To make the professional environment more attractive, a call for scholarship applications was issued in 2019 to Haitian universities and MARNDR staff. Among the criteria, candidates had to be over 25 years of age, have an Engineering degree from a recognized Haitian institution, and be working in Haiti. Out of 43 applications received, nine were selected at the end of the process.

The scholarship holders were hosted by partner universities in four countries: USA, France, Belgium and Spain. In most cases, the students followed a two-year Master’s program (2021-2023), and all graduated successfully. The Master’s programs covered a wide range of topics, including Climate Change, Agricultural Soils, Food Processing, Animal Nutrition, Plant Crops, Hydrology, Bioengineering, Socioeconomics and Agroecology, and each student carried out a field research program during their Master’s on a chosen topic.

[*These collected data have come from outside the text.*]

PR #1920, opened 2022-05-03
Upgrade nodejs to v14

### LINKED ISSUE #1862: Upgrade node.js to v14
According to the [schedule](https://nodejs.org/en/about/releases/), v12 is coming to the end of life at the end of April (about one month later). I think we can put this issue up for tracking (& discussion if any) before we move to v14.

Upgrade node.js and affected documentation.

nil
**Additional context**
nil

tlylt:

- [ ] Documentation update
- [ ] Bug fix
- [x] Code maintenance
- [ ] Others, please explain:

**Overview of changes:**
Fixes #1862

Update CI scripts and documentation mention of the node.js version to 14

- **Will likely need a senior dev to update the netlify build script to use node.js 14 if not done already.**
- I have this error when using node v14.15, which does not seem to work with the required packages after typescript migration. I think it is not critical as I am still able to run all the code normally, but wonder if we should specify this condition in our DG
	- image
- Any other places that I may have missed

**Testing instructions:**
I have been using nodejs v14 for quite a while locally and doesn't seem to have any issues, but feel free to test it if possible.

Upgrade nodejs to v14

---

- [x] No unrelated changes

### DIFF
--- a/.github/workflows/ci.yml
+++ b/.github/workflows/ci.yml
@@ -22,7 +22,7 @@ jobs:
       - uses: actions/checkout@v2
       - uses: actions/setup-node@v2
         with:
-          node-version: '12'
+          node-version: '14'
       - name: Install Graphviz
         uses: tlylt/install-graphviz@v1
       - name: Install Java
@@ -45,7 +45,7 @@ jobs:
       - uses: actions/checkout@v2
       - uses: actions/setup-node@v2
         with:
-          node-version: '12'
+          node-version: '14'
       - name: Install Graphviz
         uses: tlylt/install-graphviz@v1
       - name: Install Java
--- a/docs/_markbind/variables.md
+++ b/docs/_markbind/variables.md
@@ -12,7 +12,9 @@
 <variable name="icon_ticked">:far-check-square:</variable>
 
 <variable name="node_version_number">14</variable>
+<variable name="node_dev_version_number">14.17.0</variable>
 <variable name="node_version"><tooltip content="MarkBind aims to support up to the last maintenance lts release as outlined [here](https://nodejs.org/en/about/releases/)">v{{ node_version_number }}</tooltip></variable>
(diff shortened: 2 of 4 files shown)


jonahtanjz (commented):
Thanks @tlylt 

> I have this error when using node v14.15, which does not seem to work with the required packages after typescript migration. I think it is not critical as I am still able to run all the code normally, but wonder if we should specify this condition in our DG

Seems fine to me as well. Maybe can get @ryoarmanda to double check on this?

> Will likely need a senior dev to update the netlify build script to use node.js 14 if not done already.

Will need @ang-zeyu's assistance on this :)

ryoarmanda:
> I have this error when using node v14.15, which does not seem to work with the required packages after typescript migration.

Looks like the error might be resolved if your local node version is upgraded to a higher v14 version. As noted in the image, the packages support Node v14 among other versions (they also keep support for Node v12 too), but with a lower bound of `14.17.0`. Your local node version is `14.15.1`, which is below that. You can try upgrading it to a higher v14 version if need be, or jump to v16 LTS if you'd like.

---

Notwithstanding the above, I think the move to v14 should be done as it has reached end of life on 30 April.

tlylt:
> Your local node version is 14.15.1, which is below that. You can try upgrading it to a higher v14 version if need be, or jump to v16 LTS if you'd like.

I see. Do you think it will be good to mention in our DG that we require `14.17.0` and above? Currently, it will only say `v14` and above, which is slightly misleading. (I assume that this is fine for end-users as long as they have v14 so need no specify for UG)

ryoarmanda:
> I see. Do you think it will be good to mention in our DG that we require 14.17.0 and above? Currently, it will only say v14 and above, which is slightly misleading. (I assume that this is fine for end-users as long as they have v14 so need no specify for UG)

Yeah, let's do that :+1:

ang-zeyu (approved):

PR #1925, opened 2022-05-06
Exclude node_modules from copying and page rendering in default site.json

### LINKED ISSUE #1844: Exclude node_modules files by default when setting up via markbind init
Windows 10
* **MarkBind Version:**
v3.1.1
I think it is pretty complicated for someone new with MarkBind to do a simple task such as ignoring files from `node_modules`. This is a common scenario when starting a js project and adding MarkBind to it. I took some time myself in order to figure out how to do it and initially thought that it was bug 😢

A typical project initialization process might look like this:

1. Start a new js project `npm init`
2. Install the latest version of markbind-cli `npm i markbind-cli`
3. Add in the `package.json`'s script that `"build": "markbind build"`, `"init": "markbind init"`
4. initialize a markbind project `npm run init`
5. try building the project by `npm run build`
	- will copy and build all the files in node_modules
	- not what is expected
	- read the docs to discover the `ignore` attribute
6. try adding "node_modules/*" in `site.json`'s `ignore` attribute
7. try building the project by `npm run build`
   - doesn't quite work, still tries to build 500 plus pages, and ended with an error
   - possibly due to the glob pattern of `"**/*.+(md|mbd)"`
   - read the docs again to figure out that there's a globExcludes that works **with glob** (I initially thought that it is defined in a separate object and that doesn't work) 
8. try adding "node_modules/*" in a globExcludes:
Note that this doesn't work, but it's the first thing I tried:
```
    {
      "glob": ["**/index.md", "**/*.+(md|mbd)"],
    },
	{
      "globExclude": ["node_modules/*"]
	}
```
This works
```
    {
      "glob": ["**/index.md", "**/*.+(md|mbd)"],
      "globExclude": ["node_modules/*"]
    }
```

10. possibly also realize that this will work:
```
"pagesExclude": ["node_modules/*"],
```

I expect the common task to be simple.

Currently, it requires a new user to understand a few attributes such as 'ignore', 'glob', 'globExcludes', 'pagesExclude' just to get started.
This could be due to the fact that we only mention how to globally install markbind-cli in our user guide. While that works, it may not work well for existing projects or those that already have the setup of a package.json with node_modules. My proposal is as follows:
- include a guide on how to set up a project via normal installation e.g. `npm i markbind-cli@3.1.1`. Related: #1772
- in `site.json`, ignore`node_modules/*` and also set `"pagesExclude": ["node_modules/*"]`
- In tandem, work on #1782

tlylt:

- [ ] Documentation update
- [x] Bug fix
- [ ] Code maintenance
- [ ] Others, please explain:

**Overview of changes:**
Fixes #1844
- exclude node_modules from page rendering as the default pages include a glob of
```
	{
      "glob": ["**/index.md", "**/*.md"]
    }
```
- the above does not play nice if MarkBind is installed locally, or if there are any other node_modules (because most of them include README.md), which will have to be excluded explicitly.

nil

**Testing instructions:**

1. Check out this PR
2. Run `markbind init`
3. Verify the `site.json`
4. Install a node_module by doing something like `npm init -y` and then `npm install happy-birthday`
5. Run `markbind serve` or `markbind build`
6. Verify that the node_modules are not copied over to _site and things are rendered properly

Exclude node_modules from page rendering in default site.json

If there are node modules installed along with MarkBind, the
README.md files within these folders will be processed due to
our default glob pattern in `site.json`, and they will be copied
over to the production site.

The users will typically want to avoid the above situation, but
they may not be familiar with MarkBind configurations early on
and can be troubled by this problem.

Let's exclude node_modules from copying over to the
production site and add them into `pagesExclude` to prevent
any processing, by default.

This change will not affect users negatively but provides a
sensible default to deal with node_modules.

---

- [x] No unrelated changes


jonahtanjz (approved):
Thanks @tlylt. This makes it so much easier for MarkBind users to work with projects that require `node_modules` 💯 

LGTM 👍

PR #469, opened 2026-04-27
test(api): spec-pin Bearer token auth scheme strings in api-key.ts

NikolayS:
## Summary

- Pins the three Bearer token authentication string literals in `apps/api/src/auth/api-key.ts` (spec §2 #21 / §5.8)
- `req.headers['authorization']` — lowercase normalized HTTP header name
- `'Bearer '` (capital B + space) — the RFC 7235 scheme prefix
- `'Bearer '.length` — the slice offset (must match the prefix length)

## Why this matters

These three literals must stay in sync. Changing `'Bearer '` to `'bearer '` would break the case-sensitive `startsWith` check (Node.js normalizes headers to lowercase, but the scheme comparison here is case-sensitive). Changing to `'Token '` or `'ApiKey '` would break all API clients using `Authorization: Bearer <key>`. The `'Bearer '.length` slice ensures the correct 7 characters are removed — if the prefix changes to 6 or 8 chars but the slice isn't updated, tokens are extracted incorrectly.

## Test plan

- [x] `bun run test --run test/authBearerTokenPin.test.ts` → 4 passed

### DIFF
--- a/apps/api/test/authBearerTokenPin.test.ts
+++ b/apps/api/test/authBearerTokenPin.test.ts
@@ -1,0 +1,44 @@
+/**
+ * authBearerTokenPin.test.ts — spec-pin for the Bearer token scheme
+ * in apps/api/src/auth/api-key.ts (spec §2 #21, §5.8).
+ *
+ * The API key middleware reads the Authorization header and validates that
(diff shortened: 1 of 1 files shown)


NikolayS:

Main Challenges and Prospects

Only one of the fellows was able to carry out his research work in Haiti due to insecurity, logistical difficulties, or lack of data, but all should be able to apply the methodologies and knowledge learned to serve scientific research and implement it to different scales in Haiti.

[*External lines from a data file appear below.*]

PR #470, opened 2026-04-27
test(api): spec-pin domain verification token patterns in domains.ts

NikolayS:
## Summary

- Pins the three domain verification token patterns in `apps/api/src/routes/domains.ts` (spec §2 #1)
- `willbuy-verify=` — DNS TXT record prefix checked by the DNS probe
- `/.well-known/willbuy-verify` — well-known file path probed over HTTPS
- `name=["']willbuy-verify["']` — meta tag name attribute in the HTML probe regex

## Why this matters

These three strings are shown to users in the `methods.{dns, well_known, meta}` response object from `POST /api/domains`. Users configure their DNS records, web server files, or HTML meta tags based on these exact values. Renaming `'willbuy-verify'` to anything else would:
1. Break all existing domain verifications (old configurations no longer match the new probe)
2. Invalidate the verification instructions shown to new users who configured with the old string

The strings appear in 5+ places in domains.ts (probe functions, response methods object, comments).

## Test plan

- [x] `bun run test --run test/domainVerifyTokenPatternsPin.test.ts` → 4 passed

### DIFF
--- a/apps/api/test/domainVerifyTokenPatternsPin.test.ts
+++ b/apps/api/test/domainVerifyTokenPatternsPin.test.ts
@@ -1,0 +1,50 @@
+/**
+ * domainVerifyTokenPatternsPin.test.ts — spec-pin for the domain
+ * verification token patterns in apps/api/src/routes/domains.ts (spec §2 #1).
+ *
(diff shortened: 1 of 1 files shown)


NikolayS:

PR #471, opened 2026-04-27
test(api): spec-pin Stripe webhook event type 'checkout.session.completed'

NikolayS:
## Summary

- Pins the Stripe event type `'checkout.session.completed'` in `apps/api/src/routes/stripe-webhook.ts` (spec §4.1 / §16)
- Verifies it uses strict equality (`=== 'checkout.session.completed'`)
- Pins `'top_up'` as the `credit_ledger.kind` inserted within the handler
- Structural test verifying `'top_up'` INSERT follows the event type check

## Why this matters

`'checkout.session.completed'` is a Stripe API constant. It does NOT appear in the Stripe TypeScript SDK as a named export — it's a raw string that must be typed correctly. A single-character typo (e.g., omitting the `d`: `'checkout.session.complete'`) would never match Stripe's actual events. Result: all payments succeed at Stripe's end but accounts are never credited — silent payment failure with no error.

## Test plan

- [x] `bun run test --run test/stripeWebhookEventTypePin.test.ts` → 4 passed

### DIFF
--- a/apps/api/test/stripeWebhookEventTypePin.test.ts
+++ b/apps/api/test/stripeWebhookEventTypePin.test.ts
@@ -1,0 +1,44 @@
+/**
+ * stripeWebhookEventTypePin.test.ts — spec-pin for the Stripe webhook
+ * event type in apps/api/src/routes/stripe-webhook.ts (spec §4.1 / §16).
+ *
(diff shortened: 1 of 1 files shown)


NikolayS:

PR #472, opened 2026-04-27
test(api): spec-pin 'pack_id' Stripe metadata key coordination

NikolayS:
## Summary

- Pins the `'pack_id'` Stripe Checkout Session metadata key used in two API routes (spec §4.1 / §5.6)
- `checkout.ts`: `metadata: { pack_id: packId }` — sets key when creating session
- `stripe-webhook.ts`: `session.metadata?.['pack_id']` — reads key on payment completion
- Verifies the webhook uses optional chaining (`?.`) before the index access

## Why this matters

`'pack_id'` is the coordination key that links the Stripe Checkout Session back to the willbuy pack tier. It's set in `checkout.ts` and read in `stripe-webhook.ts` — two files that are never compared at compile time. Renaming the key in one file without the other means the webhook can't look up the pack; it logs a warning and skips the `credit_ledger` INSERT. Result: Stripe charges the customer but the account balance is never updated.

This is a **cross-file contract** — TypeScript's type system does not verify that the same key string is used in both places.

## Test plan

- [x] `bun run test --run test/stripePackIdMetadataKeyPin.test.ts` → 4 passed

### DIFF
--- a/apps/api/test/stripePackIdMetadataKeyPin.test.ts
+++ b/apps/api/test/stripePackIdMetadataKeyPin.test.ts
@@ -1,0 +1,50 @@
+/**
+ * stripePackIdMetadataKeyPin.test.ts — spec-pin for the 'pack_id' metadata
+ * key used to pass pack identity through Stripe Checkout (spec §4.1 / §5.6).
+ *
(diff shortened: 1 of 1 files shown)


NikolayS:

Of the nine scholarship holders, only one is a woman, reflecting the difficulty for women to gain access to higher education in fields still largely dominated by men, like Engineering. However, she is one of the three scholarship holders who distinguished themselves through their Master’s work and received a scholarship from another institution to pursue doctoral studies. As a result, three of the nine scholarship holders will pursue postgraduate studies, with the agreement of the institution where they worked in Haiti.

“The funding of this scholarship has been a cornerstone in my life, opening doors to crucial educational opportunities and serving as a role model in a sector where the presence of women often borders on the minority. Now, fortified by these experiences, my aim is to share my skills and actively contribute to research and the strengthening of agricultural institutions in Haiti. This sharing of knowledge has already begun with students at the Faculty of Agronomy and Veterinary Medicine, through courses in General Biology and Introduction to Plant Pathology. In the future, I hope to collaborate with MARNDR and all other institutions aiming at the sustainable development of the agricultural sector,” reflects Christ Mane Belizaire.

All other students have either returned to the program or institution where they were previously working or are actively seeking employment opportunities in Haiti. In fact, in order to guarantee the return of scholarship students to Haiti, an agreement was previously signed between the students and the organization where they were working in Haiti, so that they could return there after obtaining their Master’s degree.

There is a real risk, however, that this new educational baggage will enable students to join the mass exodus of skills currently underway. It is only if new graduates are offered attractive remuneration, positions of responsibility and interesting career prospects in Haiti that they will be willing to brave the challenges facing the country.